O governo dos Estados Unidos anunciou a expansão de seu bloqueio marítimo contra o Irã, com ordens para que suas forças militares interceptem embarcações ligadas a Teerã em qualquer parte do planeta.
A medida foi confirmada pelo chefe do Estado-Maior Conjunto dos EUA, general Dan Caine. Ele afirmou que a ordem inclui a interceptação de navios iranianos fora do Golfo Pérsico e até mesmo em rotas do Pacífico.
Washington havia anunciado que impediria o acesso de navios a portos iranianos após o fracasso de negociações com representantes de Teerã no Omã. A decisão veio depois que o Irã fechou o Estreito de Ormuz a embarcações americanas e de seus aliados.
O estreito é uma das passagens marítimas mais estratégicas do planeta, por onde circula cerca de 20% do comércio global de petróleo e gás natural liquefeito. O bloqueio imposto pelos EUA e o fechamento da rota pela República Islâmica elevaram a tensão no mercado energético, provocando disparada nos preços internacionais do petróleo e do gás.
De acordo com Caine, as forças navais americanas fora do Golfo Pérsico foram instruídas a perseguir ativamente qualquer embarcação com bandeira iraniana ou que tente fornecer apoio material a Teerã. Ele destacou que a operação se estenderá inclusive ao Pacífico, abrangendo navios que tenham deixado portos iranianos antes do início do bloqueio.
Em comunicado, a Marinha dos EUA afirmou que todas as embarcações com vínculos com o Irã, independentemente de sua localização, poderão ser abordadas, inspecionadas e até apreendidas. O documento lista como contrabando armas, munições, materiais nucleares, derivados de petróleo, ferro, aço e alumínio.
O Comando Central dos EUA informou que pelo menos 14 navios que se dirigiam ao Estreito de Ormuz voltaram atrás desde o anúncio do bloqueio. O episódio mais recente envolveu o petroleiro paquistanês Shalamar, que se tornou o primeiro a deixar o estreito com carga de petróleo desde a imposição das restrições.

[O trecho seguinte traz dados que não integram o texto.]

PR #81, opened 2017-02-26
remove restangular as dependency, use xmlhttprequest

mobitar:


chuckdries:
Just saw your message about this merge on Slack. Even though this is already merged, my life is basically just a long chain of sleep and XMLHttpRequest Promise resolutions so I figured I'd weigh in.

Your implementation of HttpManager looks good from a vanilla js standpoint. The only thing I'd worry about is how you go about handling params when you're POSTing them. I'm not familiar with the framework you're replacing, but some services expect POST data as a url encoded string instead of a JSON string, though from poking around the project it looks like everyone speaks JSON around here so it's probably a moot point.

I'm assuming you went with the callback injection pattern you did because you wanted a drop in replacement for whatever you're replacing. That's obviously fine and works alright, but you don't provide a way to access to your request objects outside of your manager class. Perhaps limiting yourself to using the get and post helper methods you defined in the class is a design choice. I've found, however, that returning the XMLHttpRequest after creating it ends up being very useful and adds a lot of flexibility down the road. You can add additional event handlers after firing the request or cache the request object itself which is sometimes more convenient than caching the data you extract from it. The biggest advantage of this is freeing you from having to put all of the logic you need to deal with particularly large requests into massive monolithic request-specific callbacks.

Em resposta, o embaixador iraniano na ONU, Amir-Saeid Iravani, classificou o bloqueio americano como um ato claro de agressão. Ele acusou Washington de violar o direito internacional ao interferir no comércio marítimo legítimo da República Islâmica.

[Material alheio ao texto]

PR #101, opened 2017-03-30
Add Docker support

tommyku:


Gemfile
```diff
@@ -21,6 +21,8 @@ gem 'sdoc', '~> 0.4.0', group: :doc
 # Used for 'respond_to' feature
 gem 'responders', '~> 2.0'
 
+gem 'tzinfo-data'
```
mobitar: @tommyku what is the rationale for this?

tommyku: Had to install this or the server doesn't start

mobitar: That's strange. What was the issue?

tommyku: The output looks like this if I attempt to start the Rails server without `tzinfo-data`, any idea how to fix it?

image

tommyku: I think I got it, quotes 
> On most Unix-based systems (e.g. Linux), TZInfo is able to use the system zoneinfo directory as a source of data.

from (tzinfo doc)[https://github.com/tzinfo/tzinfo/wiki/Resolving-TZInfo::DataSourceNotFound-Errors]

The fact that I used alpine linux instead or something bigger (say, Ubuntu) have caused this

PR #109, opened 2017-04-27
Clear New Theme URL after submit

aaronraimist:
This commit clears the "New Theme URL" after submitting the form in the same way that it is done for adding a new editor via URL.


mobitar:
Good catch, thanks.

PR #110, opened 2017-04-27
Update Gemfile to allow for Ruby 2.4.1

aaronraimist:
What version of Ruby should be used when developing Standard Notes web? Either that version should be documented in the README or this pull request should be accepted which updates a couple of dependencies in the Gemfile to allow Standard Notes to be built with the current stable Ruby version 2.4.1.

I haven't fully tested every feature using these new dependencies but it seems to work. More testing may be required.


mobitar:
Hmm I'll have to test this one carefully. I use Ruby 2.3.1 in production.

PR #428, opened 2013-03-20
Implement primitive-machine-word-count-ones

waywardmonkeys:
HARP backend support isn't in place yet.

This isn't ready for actual merging ... but it should be ready for review if anyone is interested, apart from the HARP backend support.


waywardmonkeys:
I've updated this against current master.

waywardmonkeys:
@housel: I have finally implemented this for HARP. I have not built or run it with the HARP back-end yet.

This is ready for review and if someone can run it on 32 bit with HARP and see how it goes, that would be great. I'd like to see this in 2015.1 as it is useful for implementing some other fun stuff.

waywardmonkeys:
This has been updated to use this new primitive in the implementation of ``bit-count`` for ``<bit-vector>``.

housel:
Manually merged as commit 6f60c211.

PR #647, opened 2014-01-18
At least on my FreeBSD the struct timeval consists of two longs

hannesm:
(thus 64bit on my amd64 system).

Any operating system which does this differently? Linux? MacOSX?


waywardmonkeys:
I have a new network library that will replace this one. It doesn't have this issue as it uses melange to generate per-system definitions.

PR #806, opened 2014-08-08
REVIEW: NOT FOR MERGE: Function types

waywardmonkeys:
This is NOT FOR MERGE. This is just to give a way to keep track of where things are at with this work.


waywardmonkeys:
Going to submit a new PR with these changes in an updated cleaner form.

PR #808, opened 2014-08-13
Multi line strings

cgay:
FOR REVIEW ONLY

If you have time to take a closer look and comment that would be great.  I added a couple more assertions and fixed a couple of bugs related to newlines.  Source locations work now.  (That is, if there's an error _following_ a multi-line string, it is no longer off by the number of newlines in the string.)

I still need to canonicalize end-of-line sequences...


pedro-w:
I checked this out, and, in my limited experience, it looks good. I couldn't make it go wrong by giving it  incorrect inputs.

PR #838, opened 2014-11-30
dfmc-optimization: Warn when inline-only inlining fails

housel:
This is provided in case somebody wants to play with it, but it should probably not be merged until we have solutions for the many additional warnings this adds to the build.


waywardmonkeys:
If the implementation of ``inline-only`` were better, it would inline in more cases than it does now and probably reduce the number of warnings. :)

PR #864, opened 2015-02-14
Build script and C code support for the LLVM run-time

housel:


sources/lib/run-time/exceptions.c
```diff
@@ -53,6 +53,7 @@ MMError dylan_init_thread(void **rReturn, void *(*f)(void *, size_t), void *p, s
 }
 
 
+#ifndef OPEN_DYLAN_BACKEND_LLVM
 void *dylan_callin_handler(void *arg_base, size_t s)
```
waywardmonkeys: This could be ``#ifdef OPEN_DYLAN_BACKEND_HARP`` ...

sources/lib/run-time/llvm-posix-threads.c
```diff
@@ -0,0 +1,949 @@
...
+  pthread_cond_broadcast(&thread_exit_event);
+  pthread_mutex_unlock(&thread_join_lock);
+
+  return result;
+}
+
+// primitive-make-thread
+dylan_value primitive_make_thread(dylan_value t, dylan_value n, dylan_value p, dylan_value f, DBOOL s)
+{
+  struct KLthreadGYthreadsVdylan *thread
```
waywardmonkeys: This is missing the code that we have in the C run-time for setting the thread name.

It is also missing setting the priority, but we don't do that in the C run-time either. Maybe both could just be marked as TODOs?

waywardmonkeys: Come to think of it, I think we set the thread name elsewhere ... I'd have to look it up.

housel: I'll add TODOs.

waywardmonkeys:
I'll merge this once the *.opendylan.org machines are back online.

PR #870, opened 2015-03-13
Trap arithmetic exceptions on Mac OS X

housel:


sources/lib/run-time/llvm-exceptions.c
```diff
@@ -148,14 +148,185 @@ void RemoveDylanExceptionHandlers(void)
...
+    abort();
+  }
+
+  primitive_reset_float_environment();
 }
 
 void RemoveDylanExceptionHandlers(void)
 {
-  // FIXME
+  // Nothing to do (thread is about to exit)
```
waywardmonkeys: Is this the case for a "call-in" to the Dylan world from foreign code?

housel: That depends... calling into Dylan from the main thread, or from a thread started using make(<thread>), should be just fine. Calling into Dylan from a foreign thread would require providing a trampoline interface which would take care of this sort of thing as well as cooperation with the GC. If there is a need for such an interface we can reexamine what this function does.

O conselheiro militar do líder supremo do Irã, Mohsen Rezaei, também reagiu de forma contundente, advertindo que Teerã está preparado para atacar navios de guerra americanos caso o bloqueio não seja suspenso. Segundo ele, os lançadores iranianos já estariam posicionados e prontos para afundar qualquer embarcação hostil que ameace a soberania iraniana.
A ampliação do bloqueio americano ocorre em um momento de crescente instabilidade no Oriente Médio, agravando o risco de confronto direto e desafiando o princípio da livre navegação, pilar do direito marítimo internacional. O episódio evidencia o peso geopolítico do controle sobre o Estreito de Ormuz e aponta para uma nova fase de confrontos abertos entre potências, com o petróleo novamente no centro da disputa.